Port congestion expected to ease amid slower imports by year end
Port congestion has been a major challenge for retailers in the past 18 months. But after a record-setting spring, imports at the largest U.S. ports are expected to slow for the remainder of the year, according to the National Retail Federation (NRF) and Hackett Associates.
The latest report from Hackett suggests that although retail sales are still growing, the economy is slowing and that is reflected in cargo shipments. The NRF warns while congestion may be eased there are still challenges ahead.
“Lower volumes may help ease congestion at some ports, but others are still seeing backups and global supply chain challenges are far from over,” said Jonathan Gold, NRF vice president for supply chain and customs policy.
Gold said the biggest concern is the potential for disruption because of separate labor negotiations at the West Coast ports and the freight railroads. He said concluding both sets of negotiations without disruption is critical as the holiday season approaches. He also said the contract between the International Longshore and Warehouse Union and the Pacific Maritime Association expired July 1. Many retailers like Walmart and Home Depot brought in cargo early and shifted to East and Gulf Coast ports to avoid any potential disruptions related to contract negotiations, with early shipments helping drive second-quarter volumes.
Hackett said freight railroads and their unions are working with a Presidential Emergency Board to resolve contract discussions, which have been ongoing for two years. In addition, the Port of Oakland was briefly closed in late July amid protests by independent truckers over a new state law aimed at eliminating independent owner-operators.
“The heady days of growth in imports are quickly receding,” said Hackett Associates founder Ben Hackett. “The outlook is for a decline in volumes compared with 2021 over the next few months, and the decline is expected to deepen in 2023.”
The report found U.S. ports handled 2.25 million TEU (20-foot containers) in June, the latest month for which data is available. Import volume was down 5.9% from May’s 2.4 million TEU – the largest number of containers imported in a single month since NRF began tracking imports in 2002. June’s results brought the first half of the year to 13.5 million TEU, a 5.5% increase year over year. Container unit volume was up 3.2% year over year in June.
Ports have not yet reported July’s numbers, but Hackett projected the month at 2.26 million TEU, up 3.2% year over year. The August forecast is 2.2 million containers down 3%. Volume is expected to slow to 2.15 million containers by September and 2.13 million containers by October. Hackett predict by December container volume coming into U.S. ports will be 2.03 million, down 3% from a year ago.
Hackett said if the forecasts hold true that would bring import volume for the second half of 2022 to 12.8 million containers, down 1.5% from year-ago period. That said, a strong first half would increase container import volume to 26.3 million TEU, up 2% from the last year’s record 25.8 million containers.
Despite recession fears, the NRF forecasts 2022 retail sales will grow from 6% to 8% over last year. For the first half of 2022, retail sales rose 7% year over year, the trade group reported. NRF recently lowered its GDP predictions for the back half of the year from 3.5% to 2%. NRF said container volume may be slowing from unprecedented highs relating to the pandemic demand, but the U.S. economy does not appear to in a recession even through the two recent quarters of negative GDP.

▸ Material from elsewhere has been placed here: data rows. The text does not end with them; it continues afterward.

PR #346, opened 2020-06-08
Adding an option for --no-git-force on build:env:create and build:env:push

stevector:
This PR is a replacement for https://github.com/pantheon-systems/terminus-build-tools-plugin/pull/202 which has been used by our CircleCI Orb for the last year and is far behind master. The motivation here is to be able to use the Build Tools with little, or no risk of a force push overwriting history.

To test this change, I [also made a PR on the orb to use this version of Build Tools](https://github.com/pantheon-systems/circleci-orb/pull/45).
I then used that version of the orb in [a build](https://app.circleci.com/pipelines/github/stevector/nerdologues-d8/347/workflows/ceb0a006-0568-40c7-a612-6afbe0f7719c/jobs/4271) on a [consumer of the Orb](https://github.com/stevector/nerdologues-d8/pull/366/commits/8516b20965dfa445cdabcefa331cf4aa7efc523c).

Here's a screenshot of the section of the build where add and push happened without `--force`
Screen Shot 2020-06-08 at 8 58 26 PM

### DIFF
--- a/src/Commands/BuildToolsBase.php
+++ b/src/Commands/BuildToolsBase.php
@@ -728,7 +728,8 @@ class BuildToolsBase extends TerminusCommand implements SiteAwareInterface, Buil
         $multidev = '',
         $repositoryDir = '',
         $label = '',
-        $message = '')
+        $message = '',
+        $gitForce = FALSE)
     {
         list($site, $env) = $this->getSiteEnv($site_env_id);
         $dev_env = $site->getEnvironments()->get('dev');
@@ -807,7 +808,7 @@ class BuildToolsBase extends TerminusCommand implements SiteAwareInterface, Buil
         // any unwanted files prior to the build step (e.g. after a clean
         // checkout in a CI environment.)
         $this->passthru("git -C $repositoryDir checkout -B $branch");
-        if ($this->respectGitignore($repositoryDir)) {
+        if ($this->respectGitignore($repositoryDir) || $gitForce === FALSE) {
             // In "Integrated Composer" mode, we will not commit ignored files
             $this->passthru("git -C $repositoryDir add .");
         }
@@ -827,7 +828,8 @@ class BuildToolsBase extends TerminusCommand implements SiteAwareInterface, Buil
 
         // Push the branch to Pantheon
         $preCommitTime = time();
-        $this->passthru("git -C $repositoryDir push --force -q pantheon $branch");
+        $forceFlag = $gitForce ? "--force" : "";
+        $this->passthru("git -C $repositoryDir push $forceFlag -q pantheon $branch");
 
         // If the environment already existed, then we risk encountering
         // a race condition, because the 'git push' above will fire off
--- a/src/Commands/BuildToolsBase.php
+++ b/src/Commands/BuildToolsBase.php
@@ -729,7 +729,7 @@ class BuildToolsBase extends TerminusCommand implements SiteAwareInterface, Buil
         $repositoryDir = '',
         $label = '',
         $message = '',
-        $gitForce = FALSE)
+        $gitForce = TRUE)
     {
         list($site, $env) = $this->getSiteEnv($site_env_id);
         $dev_env = $site->getEnvironments()->get('dev');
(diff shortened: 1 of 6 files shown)


stevector:
The Drupal 8 tests are failing because `example-drops-8-composer` now requires `"php": ">=7.3"` but the container here uses `7.2`. @greg-1-anderson is there a container upgrade to make?

stevector:
ah, we need to change this: https://github.com/pantheon-systems/docker-php-ci/blob/2.x/Dockerfile#L2

src/Commands/EnvPushCommand.php
```diff
@@ -22,15 +22,19 @@ class EnvPushCommand extends BuildToolsBase
      *
      * @param string $site_env_id Site and environment to push to. May be any dev or multidev environment.
      * @param string $repositoryDir Code to push. Defaults to cwd.
+     * @option label What to name the environment in commit comments
```
stevector, line 25: These two lines for `label` and `message` are not material to why I made this PR. But it seemed like a bug to be omitting them as command line options when they are present as options in the function signature.

stevector:
@greg-1-anderson and @sugaroverflow, I added this PR to the agenda for our Wednesday meeting.

src/Commands/BuildToolsBase.php
```diff
@@ -728,7 +728,8 @@ public function pushCodeToPantheon(
         $multidev = '',
         $repositoryDir = '',
         $label = '',
-        $message = '')
+        $message = '',
+        $NoGitForce = FALSE)
```
greg-1-anderson, line 732: Use camelCase

greg-1-anderson:
I'm +1 on this in concept. Did not look at the test failures; those should be fixed or at least explained. Could be transient.

sugaroverflow:
+1 this makes sense to me! Can we also update the readme with the new command line option?

src/Commands/BuildToolsBase.php
stevector: Good catch, pushing a fix.

greg-1-anderson:
@stevector It took some fiddling, since our upstream image switched to Alpine, but I made a 4.x branch working with PHP 7.3.  Give it a try here and see if it clears up the test failures.

stevector:
@sugaroverflow, I updated the readme.

@greg-1-anderson, I also switched to the 4.x container and that broke the set up scripts but I'm not sure why beyond the switch to Alpine.

greg-1-anderson:
Probably missing some binaries we depend on...

sugaroverflow:
Yes, it looks like we're missing these two : 

```
/bin/sh: ./.circleci/cleanup-fixtures.sh: not found
/bin/sh: ./.circleci/set-up-globals.sh: not found
```

do they just need to be included in the circleCI folder?

greg-1-anderson:
Those scripts exist; the "not found" error probably comes from the shell not being able to find the bash interpreter listed on the shebang (`#!`) line.

stevector:
@sugaroverflow I re-triggered the failed build and we're all green here now!

sugaroverflow:
yay @stevector - I'll merge this today and get it in for this week's release :) thank you for your patience! 🚀

src/Commands/EnvCreateCommand.php
```diff
@@ -55,7 +57,7 @@ public function createBuildEnv(
         if ('dev' === $multidev) {
             $this->log()->notice('dev has been passed to the multidev option. Reverting to dev:env:push as dev is not a multidev environment.');
             // Run build:env:push.
-            $this->pushCodeToPantheon($site_env_id, $multidev, '', $env_label);
+            $this->pushCodeToPantheon($site_env_id, $multidev, '', $env_label, $options['message'], $options['git-force']);
```
stevector, line 60: @greg-1-anderson @sugaroverflow,it looks like this was a bug. This addition uses `git-force` when the param is actually `no-git-force`

greg-1-anderson: The right way to do this with the annotated command library is to use `'git-force' => true`. That will make `$options['git-force']` true by default, and will add a `--no-git-force` option to set it to false.

stevector: ok, so #361 needs more work to accommodate that then?

greg-1-anderson: You're right, I didn't notice the double-negative of $noGitForce in pushCodeToPantheon(). Added a `!` to the PR.

PR #348, opened 2020-06-23
Update composer install step to stable release

ccharlton:
I noticed the install snippet was still referencing the last pre-release (beta-17) instead of the 2.0.0 stable release.


greg-1-anderson:
LGTM, thanks.

Issue #430, opened 2014-06-26
need option to disable the 'model answer' functionality for questions


moloko:
showing the user the correct answer is not always desirable - at the moment there's no way to turn this off via the json

taylortom:
Merged.

PR #488, opened 2014-12-09
Add ability to turn off model answers for questions

taylortom:
See https://github.com/adaptlearning/adapt_framework/issues/430 for info.


dancgray:
+1

PR #493, opened 2015-01-06
Hard/soft reset implementation

olivermartinfoster:
Each model has two new attributes. _canReset and _isInteractionComplete.

_canReset stops a component from being reset by default. 

Each model has a new function called ‘reset’ which takes two parameters ‘type’ and ‘force’. 
Type can be ‘hard’/true or ‘soft’. 
The optional ‘force’ parameter over-rides the behaviour of _canReset. 
This function will only be performed on the model on which it is called.

_isInteractionComplete and _isComplete now cascade from component to page on both true and false. i.e. if a component is set to _isInteractionComplete: false, then its parents will cascade accordingly down to menu level in the same way it does if _isComplete: true.

Each view has a new function called ‘resetCompletionStatus’ which takes a single parameter ‘type’. 
Type can be ‘hard’/true, ‘soft’. 
This function performs a reset on its highest children. When enacted at a page level it will reset all of the components within that page. These component statuses will then cascade downward according to the cascade behaviour above.

checkIfResetOnRevisit will now force the reset function from the model.
checkIfResetOnRevisit can take model attributes values such as _resetOnRevisit: ‘hard’/true or ‘soft’ keeping its original behaviour intact.

The visual states of the buttons and attempts calculations are dependent upon the _isInteractionComplete attribute instead of the _isComplete attribute.

### DIFF
--- a/src/core/js/models/adaptModel.js
+++ b/src/core/js/models/adaptModel.js
@@ -13,7 +13,9 @@ define(function (require) {
 
         defaults: {
             _canShowFeedback: true,
+            _canReset: false,
             _isComplete: false,
+            _isInteractionComplete: false,
             _isEnabled: true,
             _isResetOnRevisit: false,
             _isAvailable: true,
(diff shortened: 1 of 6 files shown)


olivermartinfoster:
From discussion: https://community.adaptlearning.org/mod/forum/discuss.php?d=475

taylortom:
+1 for this implementation

oliverfoster:
Needs reset restriction based on _canReset hierarchy in adaptView resetCompletionStatus.

darylhedley:
-1 as the model data beneath the view is wrong and lies about expectations which has been raised as a concern by a few core team developers here:
https://community.adaptlearning.org/mod/forum/discuss.php?d=475

moloko:
+1

brian-learningpool:
+1

dancgray:
+1

svenlaux:
Thank you very much to Ollie for preparing the documentation/diagrams and talking this through with the team. Thanks also to Brian and Dan for reviewing and giving your +1. We have been stuck on this item for a while (issues identified and discussed but no viable solution put forward) and it's good to see us moving past this as it was now holding up the Framework version 2.0 release.

We will now merge this in and add the work on assessments for the v2.0 release.

PR #502, opened 2015-01-13
Revert grunt-contrib-handlebars to ~0.5.11

taylortom:
Can't run course with the current handlebars version

### DIFF
--- a/package.json
+++ b/package.json
@@ -23,7 +23,7 @@
     "grunt-concurrent": "~1.0.0",
     "grunt-contrib-connect": "~0.9.0",
     "grunt-contrib-copy": "~0.7.0",
-    "grunt-contrib-handlebars": "~0.9.2",
+    "grunt-contrib-handlebars": "~0.5.11",
     "grunt-contrib-less": "~1.0.0",
     "grunt-contrib-requirejs": "~0.4.4",
     "grunt-contrib-watch": "~0.6.1",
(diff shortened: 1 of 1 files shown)


oliverfoster:
Tested and working with the fix.

moloko:
+1

hrajotia:
@taylortom according to this http://github.com/gruntjs/grunt-contrib-handlebars#release-history, they have updated Handlebars to version 2.0. So I thinks this what making trouble here so if we change version of `grunt-contrib-handlebars` to `~0.8.0` then it should work.

what you think?

oliverfoster:
We would have to check if the client and grunt versions are compatible. Have you tested .8.0 with the grunt task to see if the test course works? @hrjotia

oliverfoster:
To be honest I'd like to see us upgrade to version 2 in core libraries and grunt but include the full library rather than just the runtime.

hrajotia:
@oliverfoster - yeah `"grunt-contrib-handlebars": "~0.8.0"`is working for me.

oliverfoster:
also confirmed working with ~0.8.0, looks like we're good

taylortom:
Done.

I'm assuming that this will be revisited with this ticket: https://adaptlearning.atlassian.net/browse/ABU-383?filter=10202, so as long as the build works now, I don't think it will matter much which version we're on.

PR #509, opened 2015-01-20
Set correct version

taylortom:


taylortom:
This'll also need to be done for develop

brian-learningpool:
+1

oliverfoster:
+1

darylhedley:
Sorry - this is the wrong number
should be same as release: Adapt framework v1.1.1 as seen here
https://github.com/adaptlearning/adapt_framework/releases

hrajotia:
+1

Issue #513, opened 2015-01-21
Remove backboneModel.js


oliverfoster:
#507 

There are few use cases where extensions will conflict over variable settings and therefor where the backboneModel code is used. It seems sensible to remove this code.

The removal would improve the large quantity of set operations that occur in Adapt.

Allowing the inverse behaviour seems a more sensible way of achieving an attribute lock, by allowing a plugin to force an attribute lock rather than having the framework check for complex locks on each set operation.

Suggestion for similar behaviour:  
     1. _isLocked { attributeName: true } on the model with a simpler validator (still checking on every set but using a much smaller mechanism)

Suggestions for inverse behaviour:  
   1. trigger "prechange:_attributeName" event and allow for cancellation (allows plugins to take control over the change handling)
   2. change "change:_attributeName" event to allow for cancellation (cannot guarantee event order)

zenduo:
Is this still an issue?

oliverfoster:
Yea. I just need some support on it.

taylortom:
(just updated PR to reference this)

zenduo:
Moved to  https://adaptlearning.atlassian.net/browse/ABU-474

Issue #507, opened 2015-01-16
Performance related fixes


oliverfoster:
Over use of underscore helpers in the core. This leads to an exponential growth of resource requirements when used with course material arrays. I.e. the problem gets more apparent the more course material exists. We need to look at the most used Adapt functions and remove as many utility function calls (such as uneccesary _.each calls) where possible. The core should ideally be as small and fast as possible giving more resources to components and extensions as they are likely to be changed more frequently.

oliverfoster:
Examples:

https://github.com/adaptlearning/adapt_framework/blob/develop/src/core/js/models/backboneModel.js#L27-L34
https://github.com/adaptlearning/adapt_framework/blob/develop/src/core/js/models/backboneModel.js#L49-L66

oliverfoster:
Reference:

https://github.com/jashkenas/underscore/blob/1.5.2/underscore.js#L76-L90

oliverfoster:
What this demonstrates is that a function closure has to be created for each item in the for loop and that the this context has to be carried through.

Simply using native for syntax solves this resource hoging operation speedying up processing and reducing memory consumption. 

_.each should not be used in frequently used function calls on large arrays.

oliverfoster:
http://jsperf.com/jquery-each-vs-underscore-each-vs-for-loops/11  < example from @moloko

moloko:
That's just someone else's I found. here's a slightly tidier one: http://jsperf.com/underscore-each-versus-for-loop

taylortom:
Also worth watching out for any code doing the length calculation like this:
```
for(var i = 0; i < arr.length; i++) {
}
```

oliverfoster:
Yuup, I am also one who fondly writes iterative length calculations... learn something new everyday!

From now on:

```
for (var i = 0, length = arr.length; i < length; i++) {

}
```

oliverfoster:
Backbone collections:

```
for (var i = 0, length = collection.models.length; i < length; i++) {
   var model = collection.models[I];

}
```

zenduo:
Is this one still an issue?

PR #514, opened 2015-01-21
Performance issues

oliverfoster:
Changed the _.each syntax for the for (var i = 0, len = x; i < len; i++) syntax,

<del>Removed backboneModel.js</del>
<br/>

Mapped Adapt._id attributes to stop findWhere / where operations for id's


oliverfoster:
#507

taylortom:
+1 for the concept, will test out when I get a min

chuck-n0rr1s:
#513

darylhedley:
-1 as it removes core functionality that hasn't been replaced. Our plugin architecture relies on this code

oliverfoster:
Added core functionality back in.

oliverfoster:
The plugin architecture does not rely on the previously removed code as removing it doesn't break anything and there are no direct dependencies upon it. No plugins we know of [so far] require or utilise the previously removed code either, hence the suggestion to remove it.

dancgray:
Performance enhancements seem good, but having problems running this in IE8. Just hangs when trying to load pages, no errors. Admittedly it is a VM.

oliverfoster:
missed variable uniqueness requirement should solve that daryl, was getting stuck in a fun loop

dancgray:
+1

taylortom:
+1, Noticeably faster in Win7 IE8

moloko:
+1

“Back-to-back contractions have heightened fear of a recession, but while the economy has lost momentum heading into the second half of the year, economic data is not yet consistent with a typical recession,” said Jack Kleinhenz, NRF chief economist. “Our view is that while the economy is functioning at a slower pace it is likely to avoid a recession this year. Despite ongoing uncertainties, we believe the underlying strength of the economy is strong enough to deal with inflation and keep a recession at bay – or short-lived even if we are wrong.”
Kleinhenz said even with two quarters of GDP decline, private final sales to domestic purchasers – a key measurement of both consumer and business spending – remained in positive territory for the first half of the year, up 3% in the first quarter and flat in the second. He said other indicators including employment, retail sales, income and industrial production have seen slower growth, but none have contracted. He said as long as people are employed, spending will continue. Retail sales as defined by NRF – excluding automobile dealers, gasoline stations and restaurants to focus on core retail – were up 7% year over year in the first six months of the year.